Twenty years of tertiary chaplaincy left me with some odd images for what the Kingdom of God, God’s reign, is about, and what we are doing here: but you have to meet people where they are and sometimes the strangest images can carry the most punch. So let me tell you about the giant cosmic pizza (and it works best if you visualize us meeting in a circle). We come together here, we came together Friday night, all those kids, all of us, like little pieces of pizza on a pan meeting in the center: all our individual histories spreading out widening out, like witnesses behind us, the people who put us forward, people who stand behind us, the moments that made us who we are, the good and bad choices that continue to this moment, the effects that continue, must be endured, all spread out behind us like mountains of sausages, piles of cheese, mushrooms and capsicum, whatever, and here’s where it gets even stranger!

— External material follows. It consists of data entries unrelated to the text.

PR #5684, opened 2023-02-28
Benchmark options

butonic:
benchmark clients now remember cookies the server sent (for oc10 basic auth), we added a `--rate {num}(/{unit})` option to limit the number of requests a client is allowed to make, and we fixed a bug caused by reusing the request.

These options allow setting up clients the continuously PUT a file e.g. once every second while another process starts 10 clients that continuuosly sends PROPFINDs. Also works against oc10.

Together this can be used to simulate various access patterns.

### DIFF
--- a/ocis/pkg/command/benchmark.go
+++ b/ocis/pkg/command/benchmark.go
@@ -71,6 +71,11 @@ func BenchmarkClientCommand(cfg *config.Config) *cli.Command {
 				Aliases: []string{"H"},
 				Usage:   "Extra header to include in information sent.",
 			},
+			&cli.StringFlag{
+				Name: "rate",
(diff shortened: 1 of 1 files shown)


ocis/pkg/command/benchmark.go
```diff
@@ -121,6 +126,29 @@ func BenchmarkClientCommand(cfg *config.Config) *cli.Command {
...
+				if err != nil {
+					fmt.Println(err)
+				}
+				unit := time.Hour // default
+				if len(parts) == 2 {
+					switch parts[1] {
+					case "s":
+						unit = time.Second
+					case "m":
+						unit = time.Second
```
fschade, line 142: `time.Minute`

fschade (approved):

All that stuff behind us is the past, the social graces, the wreckage of an old argument, the pain that’s getting worse, the glorious evening, but the future is coming too (and here’s where the image must break apart too); for what comes is the unimaginable future with unknown pains, new pleasures, forgiveness and renewal, grace and gut-wrenching glory. Remember those beautiful children Friday night, see them with their horizons stretching so far into the future. All that must be accepted, moved towards, endured, given thanks for. And these of us further on the way, facing the same, promises and pains and mystery, to be met in our travels, with that same face of grace, not Camilla and Charles, but Jesus Christ, who takes our incomplete journeys and bows to accompany us into his unfinished pilgrimage,that big and god-given future, where we too struggle to get the steps right, make the turns correctly, remember the music, keep with the rhythm, taking it with all the seriousness and the proper joy we know it deserves.

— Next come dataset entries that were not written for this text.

PR #5692, opened 2023-03-01
Configure user disable mechanism in reva.

ainmosni:
This PR adds configuration parameters to the auth-basic and users
services that passes them through to reva. These configuration parameters
are all related to the new user disable mechanism that @Excds added to
the graph API, and that I added to reva.


ownclouders:
:boom: Acceptance test [<strong>localApiTests-apiAsyncUpload-ocis</strong>](https://drone.owncloud.com/owncloud/ocis/19654/51/1) failed. Further test are cancelled...

rhafer:
@ainmosni Haven't been able to test this yet. But I think it looks good.

rhafer:
@ainmosni This needs a rebase

services/auth-basic/pkg/config/config.go
```diff
@@ -93,6 +95,7 @@ type LDAPUserSchema struct {
 	Mail            string `yaml:"mail" env:"LDAP_USER_SCHEMA_MAIL;AUTH_BASIC_LDAP_USER_SCHEMA_MAIL" desc:"LDAP Attribute to use for the email address of users."`
 	DisplayName     string `yaml:"display_name" env:"LDAP_USER_SCHEMA_DISPLAYNAME;AUTH_BASIC_LDAP_USER_SCHEMA_DISPLAYNAME" desc:"LDAP Attribute to use for the displayname of users."`
 	Username        string `yaml:"user_name" env:"LDAP_USER_SCHEMA_USERNAME;AUTH_BASIC_LDAP_USER_SCHEMA_USERNAME" desc:"LDAP Attribute to use for username of users."`
+	Enabled         string `yaml:"user_enabled" env:"LDAP_USER_ENABLED_ATTRIBUTE;AUTH_BASIC_LDAP_USER_ENABLED_ATTRIBUTE" desc:"LDAP attribute to use as a flag telling if the user is enabled or disabled."`
```
rhafer, line 98: We should also set a default for the LdapDisabledUsersGroupDN (similar to what we do in the graph service)

rhafer (changes requested):
Seems to work as expected after a quick test. However we should set the same defaults for the group dn as in the graph service.

services/auth-basic/pkg/config/config.go
rhafer: @ainmosni I've added that an rebased once more.

rhafer:
The test is failing because of an unrelated change in reva.
https://github.com/cs3org/reva/pull/3710 should fix that.

rhafer (approved):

I like being here because this is a congregation that knows how to worship; and I see this is not only on Sunday morning but on Friday night and other times as well: to show up to worship and witness, to show how much it matters, how much there is to gain, how much there is to lose. It is hard work to make this ministry, these meetings happen: the dance given shape, the meal shared, to provides places for people to remember how high are our hopes, how wide our world, how good God’s grace. As Philip Larkin writes at the end of his 1950s poem, Church Going”
A serious house on serious earth it is,
In whose blent air all our compulsions meet,
Are recognized, and robed as destinies.
And that much never can be obsolete,
Since someone will forever be surprising
A hunger in himself to be more serious,
And gravitating with it to this ground,
Which, he once heard, was proper to grow wise in,
If only that so many dead lie round.
I think that’s what Friday night and Sunday morning are about, and every other day too. We come here, in the midst of the living and the dying and so much more, to take the world more gracefully and more seriously, to recognize and robe up for our deepest destiny: to try great things, to stand in the middle of all the history and hope, all the pains and pretense and pleasure and to recall, forgive, renew; to love the world in all its life,to dance with it all, as the friends and followers of the great lover, our Lord and Savior, Jesus Christ, to whom we give glory now and forever. Amen.